Show Up Like It Matters
Dress like you would for an in-person meeting. Not because anyone can see your pants, but because how you dress affects how you carry yourself. People who show up to professional video calls looking like they just rolled out of bed communicate that the interaction isn’t important enough to prepare for. That message comes through the screen whether you intend it or not.
Look at the camera when you’re speaking, not at the screen. This is counterintuitive because you want to watch the other person’s face, but looking at the screen means you’re looking slightly down or to the side from their perspective. Looking at the camera simulates eye contact. It feels unnatural at first. Practice until it doesn’t.
Sit up straight. Don’t fidget. Don’t multitask. The other person can tell when you’re reading email during a call even if they can’t see your screen. Your eyes move differently, your responses come half a second late, and your engagement drops in ways that are obvious to anyone paying attention.
How I Run a Client Interview
My ghostwriting interviews are structured but conversational. I come in with questions prepared, but I let the client talk. The best material almost always comes from tangents, from the story they didn’t plan to tell, from the detail they mention casually that turns out to be the emotional core of an entire chapter.

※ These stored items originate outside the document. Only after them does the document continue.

PR #7, opened 2023-08-17
CLDC-2526: Setup ECS Cluster

Chirag-Bhatti:
- Setup ECS cluster with service and task definitions
- Add task definitions for running the app, db:setup, db:seed and db:migrate
- Update how we define security groups (using separate ingress / egress rule resources)
- Implement a parameter store and env vars for running the app
- Setup up <env>.auto.tfvars files so thay can be passed in to the parameter store (files not committed due to sensitivity)


terraform/modules/ecs/logging.tf
```diff
@@ -0,0 +1,12 @@
+# TODO CLDC-2542 remove/modify this temporary logging setup
+#tfsec:ignore:aws-cloudwatch-log-group-customer-key:TODO CLDC-2542 create and encrypt with a KMS key if retaining this log group
+resource "aws_cloudwatch_log_group" "main" {
```
Chirag-Bhatti, line 3: Unfortunately to view logs from ecs (useful for debugging issues with the app running on it), we have to setup some cloudwatch, and then provide this to `logConfiguration` in the `aws_ecs_task_definition`

terraform/development/main.tf
```diff
@@ -33,12 +33,39 @@ locals {
...
+
+module "ecs" {
+  source = "../modules/ecs"
+
+  prefix = local.prefix
+  additional_task_role_policy_arns = {
+    "RDS_access" : module.database.rds_data_access_policy_arn
+    "Redis_access" : "arn:aws:iam::aws:policy/AmazonElastiCacheFullAccess"
+  }
+  ecr_repository_url                = "815624722760.dkr.ecr.eu-west-2.amazonaws.com/core-ecr"
```
Chirag-Bhatti, line 52: I don't think I can output this from meta, so had to hardcode for now. Not found a better way yet (other than tucking it away in `tfvars` or similar)

terraform/development/main.tf
```diff
@@ -33,12 +33,39 @@ locals {
...
+  egress_to_db_security_group_id    = module.database.rds_security_group_id
+  egress_to_redis_security_group_id = module.redis.redis_security_group_id
+  ecs_environment_variables = [
+    { Name = "API_USER", Value = "dluhc-user" },
+    { Name = "APP_HOST", Value = "" },
+    { Name = "CSV_DOWNLOAD_PAAS_INSTANCE", Value = "" },
```
Chirag-Bhatti, line 58: Placeholding values for now

terraform/development/main.tf
```diff
@@ -49,19 +76,60 @@ module "networking" {
   vpc_flow_cloudwatch_log_expiration_days = 90
 }
 
-module "redis" {
-  source = "../modules/elasticache"
+module "parameter_store" {
```
Chirag-Bhatti, line 79: I'm not a fan of having to list all the params out like this (just makes this file really long), but not thought of a better way yet (prioritised getting ECS working)

terraform/modules/ecs/ecs.tf
```diff
@@ -0,0 +1,231 @@
...
+    }
+  ])
+
+  runtime_platform {
+    operating_system_family = "LINUX"
+    cpu_architecture        = "X86_64"
+  }
+}
+
+resource "aws_ecs_task_definition" "db_migrate" {
```
Chirag-Bhatti, line 57: Quite a bit of code duplication for each one of these task definitions. Mostly the same other than terraform name, `family` and `command` attributes

terraform/modules/ecs/ecs.tf
```diff
@@ -0,0 +1,231 @@
...
+    }
+  ])
+
+  runtime_platform {
+    operating_system_family = "LINUX"
+    cpu_architecture        = "X86_64"
+  }
+}
+
+resource "aws_ecs_task_definition" "db_setup" {
```
Chirag-Bhatti, line 159: One of the reasons the app wasn't running at first was because we have to setup the db first. So I ran this task definition on the ECS, and then was able to run the app. So I've added this here so we can reuse it in future (e.g when using ECS on dev and prod for the first time)

terraform/modules/ecs/security_groups.tf
```diff
@@ -0,0 +1,50 @@
...
+}
+
+resource "aws_vpc_security_group_egress_rule" "ecs_https_egress" {
+  description       = "Allow egress from port 443 to any IP address"
+  cidr_ipv4         = "0.0.0.0/0"
+  ip_protocol       = "tcp"
+  from_port         = 443
+  to_port           = 443
+  security_group_id = aws_security_group.ecs.id
+}
```
Chirag-Bhatti, line 50: It looks some or all of this is necessary otherwise the container can't get params from the param store! Might be able to narrow down the cidr block to just the NAT gateway IP range but not tried this yet

terraform/modules/elasticache/outputs.tf
```diff
@@ -0,0 +1,10 @@
+output "redis_connection_string" {
+  value       = "redis://${aws_elasticache_cluster.main.cache_nodes[0].address}:6379"
```
Chirag-Bhatti, line 2: I think I'll parameterise port numbers to avoid any issues were they ever to be changed and forgotten to be updated places like here

terraform/modules/ecs/ecs.tf
Chirag-Bhatti: An alternative would be to have just one task definition (for running the app); then whenever we want to manually run something like `db:migrate`, we run the same task definition but overwrite the `command` in the aws console

terraform/development/main.tf
```diff
@@ -33,12 +33,39 @@ locals {
...
+  vpc_id                             = module.networking.vpc_id
+}
+
+module "ecs" {
+  source = "../modules/ecs"
+
+  prefix = local.prefix
+  additional_task_role_policy_arns = {
+    "RDS_access" : module.database.rds_data_access_policy_arn
+    "Redis_access" : "arn:aws:iam::aws:policy/AmazonElastiCacheFullAccess"
```
Chirag-Bhatti, line 50: It feels like we might not be able to control who can read/write to Redis using an IAM policy (for example none of the elasticache actions listed in AWS console seem to be what we'd configure - see image)

It looks like this might need to be configured in Redis itself using an ACL ([see here](https://redis.io/docs/management/security/acl/) for example)

For now I've left this in, and down the line we'll need to check if it's actually needed to use Redis with the app

image

terraform/development/main.tf
```diff
@@ -33,12 +33,39 @@ locals {
...
+    { Name = "APP_HOST", Value = "" },
+    { Name = "CSV_DOWNLOAD_PAAS_INSTANCE", Value = "" },
+    { Name = "RAILS_ENV", Value = "staging" },
+    { Name = "RAILS_LOG_TO_STDOUT", Value = "true" },
+    { Name = "RAILS_SERVE_STATIC_FILES", Value = "true" }
+  ]
+  ecs_parameters         = module.parameter_store.parameter_arns
+  ecs_task_cpu           = 512
+  ecs_task_desired_count = 2
+  ecs_task_memory        = 1024
```
Chirag-Bhatti, line 66: In PaaS the application instances have the following specs:

Dev
- 1 instance with:
- Unknown CPU
- 1GiB RAM
- 1GiB Disk

Staging
- 2 instances each with:
- Unknown CPU
- 1GiB RAM
- 1GiB Disk

Production
- 4 instances each with:
- Unknown CPU
- Memory 1GiB
- Disk 1GiB

For now I've just configured all envs with the same but we should fine tune this down the line. Generally for staging and prod I'd expect to have at least 2 parallel tasks running

terraform/development/main.tf
Chirag-Bhatti: Since refactoring this is no longer valid - resolving this 😀

terraform/modules/elasticache/outputs.tf
Chirag-Bhatti: Port numbers have been made into variables now

terraform/modules/application/security_groups.tf
```diff
@@ -0,0 +1,54 @@
...
+resource "aws_vpc_security_group_ingress_rule" "ecs_ingress" {
+  description       = "Allow ingress on port ${var.application_port} from any IP address"
+  cidr_ipv4         = "0.0.0.0/0"
+  ip_protocol       = "tcp"
+  from_port         = var.application_port
+  to_port           = var.application_port
+  security_group_id = aws_security_group.ecs.id
+}
+
+resource "aws_vpc_security_group_egress_rule" "ecs_db_egress" {
```
RachaelBooth, line 20: I am surprised by these two, particularly by the port specification on the ECS side (although I'm not an expert on networking) - I'd expect this to be covered by the more generic egress rules.

terraform/modules/application/security_groups.tf
```diff
@@ -0,0 +1,54 @@
...
+  name        = "${var.prefix}-ecs-security_group"
+  description = "ECS security group"
+  vpc_id      = var.vpc_id
+
+  lifecycle {
+    create_before_destroy = true
+  }
+}
+
+resource "aws_vpc_security_group_ingress_rule" "ecs_ingress" {
```
RachaelBooth, line 11: N.B. Fine for the scope of this ticket, but should restrict this later once the load balancer is in play.

SamSeed-Softwire: Created ticket for this: https://dluhcdigital.atlassian.net/browse/CLDC-2710

terraform/modules/elasticache/variables.tf
```diff
@@ -1,6 +1,11 @@
-variable "ingress_source_security_group_ids" {
-  type        = list(string)
-  description = "The security group ids (sources) the redis security group will allow ingress from"
+variable "ingress_from_ecs_security_group_id" {
+  type        = string
+  description = "The id of the ecs security group for redis ingress"
+}
+
+variable "egress_to_ecs_security_group_id" {
```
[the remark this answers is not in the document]
SamSeed-Softwire: Have simplified to only use one variable (and haves similarly renamed the variable for the rds module too).

SamSeed-Softwire (approved):

terraform/modules/application/security_groups.tf
RachaelBooth: So I've had more of a think - the reason I'm surprised is that in applications I've worked with before we've not restricted outbound ports (because we trust that connections initiated by our app are fine), so a generic rule has covered it. 

Restricting is not unreasonable so long as we do make sure we've covered everything.

terraform/modules/application/ecs.tf
```diff
@@ -0,0 +1,295 @@
+#tfsec:ignore:aws-ecs-enable-container-insight:TODO CLDC-2542 enable container insights if necessary for logging/monitoring
+resource "aws_ecs_cluster" "main" {
+  #checkov:skip=CKV_AWS_65:TODO CLDC-2542 enable container insights if necessary for logging/monitoring
+  name = "${var.prefix}-ecs-cluster"
```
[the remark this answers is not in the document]
RachaelBooth: I've upgraded the priority of that ticket and cheekily pulled it into sprint, because it's many hours of work easier to change now than it is once we've got anything we can't destroy (e.g. because dns records are pointing at it).

Yeah, I should have caught it earlier but I do think that our convention should not include the resource type in names.

terraform/modules/application/security_groups.tf
SamSeed-Softwire: Agreed: happy to restrict.

terraform/modules/application/ecs.tf
```diff
@@ -0,0 +1,295 @@
...
+        { Name = "API_USER", Value = "dluhc-user" },
+        { Name = "APP_HOST", Value = var.app_host },
+        { Name = "CSV_DOWNLOAD_PAAS_INSTANCE", Value = "" },
+        { Name = "EXPORT_PAAS_INSTANCE", Value = "" },
+        { Name = "IMPORT_PAAS_INSTANCE", Value = "" },
+        { Name = "RAILS_ENV", Value = var.rails_env },
+        { Name = "RAILS_LOG_TO_STDOUT", Value = "true" },
+        { Name = "RAILS_SERVE_STATIC_FILES", Value = "true" },
+        { Name = "REDIS_INSTANCE_NAME", Value = "" },
+        { Name = "REDIS_CONFIG", Value = "[{\"instance_name\":\"\",\"credentials\":{\"uri\":\"${var.redis_connection_string}\"}}]" },
```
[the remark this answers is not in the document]
SamSeed-Softwire: Ticket raised for this: https://dluhcdigital.atlassian.net/browse/CLDC-2721.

Occasionally clients try to rush the process or take control of the interview. They want to skip ahead, cover everything in one session, or steer the conversation toward what they think is important rather than following the questions I’ve prepared. When this happens, I bring them back and explain that we need to follow the process to give them the best book possible. The interview structure exists for a reason. It’s designed to extract material that the client doesn’t even know they have, and rushing it means missing the best parts of their story.
I record every interview. The recordings become the raw material for the book. After each session, I create an AI-generated summary using Claude, which gives me a structured overview of what was covered, key quotes, and themes that emerged. I don’t use Zoom’s built-in summary feature because it doesn’t produce the depth or organization I need. The AI summary becomes a working document I reference throughout the writing process, but it doesn’t replace listening to the recordings themselves. I go back to the audio multiple times, catching details I missed in real time, hearing the way the client emphasizes certain words, noticing where their voice changes when they talk about something that matters to them. These details shape the voice of the manuscript in ways that summaries alone can’t capture.

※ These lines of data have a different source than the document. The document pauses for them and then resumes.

PR #9, opened 2023-08-24
CLDC-2525: Set up load balancer

SamSeed-Softwire:
Create load balancer with permissive ingress/egress rules (we can tighten these up later if appropriate of course)

### DIFF
--- a/terraform/modules/front_door/security_groups.tf
+++ b/terraform/modules/front_door/security_groups.tf
@@ -9,6 +9,7 @@ resource "aws_security_group" "load_balancer" {
 }
 
 resource "aws_vpc_security_group_ingress_rule" "load_balancer_http_ingress" {
+  #checkov:skip=CKV_AWS_260:ingress from all IPs to port 80 required as load balancer is public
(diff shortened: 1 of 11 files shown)


terraform/modules/front_door/security_groups.tf
```diff
@@ -0,0 +1,55 @@
...
+resource "aws_vpc_security_group_ingress_rule" "load_balancer_https_ingress" {
+  description       = "Allow ingress on port 443 from all IP addresses"
+  cidr_ipv4         = "0.0.0.0/0"
+  ip_protocol       = "tcp"
+  from_port         = 443
+  to_port           = 443
+  security_group_id = aws_security_group.load_balancer.id
+}
+
+resource "aws_vpc_security_group_egress_rule" "load_balancer_http_egress" {
```
RachaelBooth, line 30: These two should actually not be necessary - what AWS suggests for an application load balancer outbound is just the instance security group on the instance listener port and health check port (if different).

Note that responses to inbound traffic should always be allowed, regardless of the outbound rules.

RachaelBooth (approved):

The most important skill in a video interview isn’t asking good questions. It’s listening. Really listening, not waiting for your turn to talk. When the other person feels heard, they open up. When they open up, the material gets better. When the material gets better, the book gets better. Everything flows from the quality of attention you bring to the conversation.

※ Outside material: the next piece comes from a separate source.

PR #10, opened 2023-08-25
CLDC-2701: Add xml export bucket

RachaelBooth:


RachaelBooth:
I have tested that this works on AWS (with updated application code, see https://github.com/communitiesuk/submit-social-housing-lettings-and-sales-data/pull/1872 but also not requiring secure cookies)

If You’re the One Being Interviewed
Prepare, but don’t over-rehearse. Scripted answers sound scripted, and the interviewer can tell. Know the key points you want to make, but deliver them conversationally. The best interviews feel like conversations, not performances.
Answer the question that was asked, not the question you wish they’d asked. This is the most common mistake in any interview format. The interviewer asked something specific. Address it directly before expanding into related territory. If you don’t understand the question, ask for clarification. That’s not weakness. It’s respect for the other person’s time.
Follow up afterward. A brief email thanking the interviewer and referencing something specific from the conversation shows that you were paying attention and that you value the interaction. This is basic professional courtesy, and the number of people who skip it is remarkable.